Un acteur-clé de la région
Mais il permet à Aleksandar Vucic de rendre crédible son recentrage par rapport à son ancien allié et de se présenter, lui, comme un pragmatique qui attend d’abord de l’Europe qu’elle favorise l’économie serbe et qui se tient éloigné, lui, des passions idéologiques d’antan. Les porte-parole de l’Union européenne se plaisent à penser que la voie choisie par le gouvernement serbe est irréversible et que les gages donnés par le premier ministre font qu’il ne peut plus reculer. Aleksandar Vucic a cessé d’être un paria de l’Europe pour devenir l’un des acteurs-clés de la région, sur lequel l’Union européenne compte pour régler notamment la douloureuse question du Kosovo.

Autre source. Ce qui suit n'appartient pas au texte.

PR #5725, opened 2018-09-18
Transaction trace logging for visibility of transactions on P2P

wanderingbort:
In conversations with various block producers, it became apparent that there was no good visibility on how `nodeos` was propagating transactions (or not).  This PR implements some basic transaction tracing intended on a single node in a separate log with the identifier "transaction_tracing" as well as some other basic statistics in the producer plugin specific log.

The goal is that collaborative efforts to aggregate and analyze logs can trace a transaction as it is relayed through the P2P network and eventually finds a place in a block or determine why/when it is unable to achieve that end.


abourget:
Will that slow down normal operations, or are the serialization of all those logs disabled when the option isn't enabled?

Avec les autres Etats des Balkans occidentaux, comme le Monténégro, la Macédoine et l’Albanie, la Serbie a fait des pas importants vers l’Europe. Il lui reste des progrès à faire pour assurer en particulier la liberté de la presse et l’indépendance de la justice. On ne sait pas encore si Aleksandar Vucic est prêt à accepter les exigences de la démocratie en renonçant à toutes les formes d’autoritarisme et en freinant le culte de la personnalité dont il commence à faire l’objet. Il devra aussi, sur le plan international, montrer qu’il est capable de concilier son amitié avec Vladimir Poutine et son partenariat avec Bruxelles.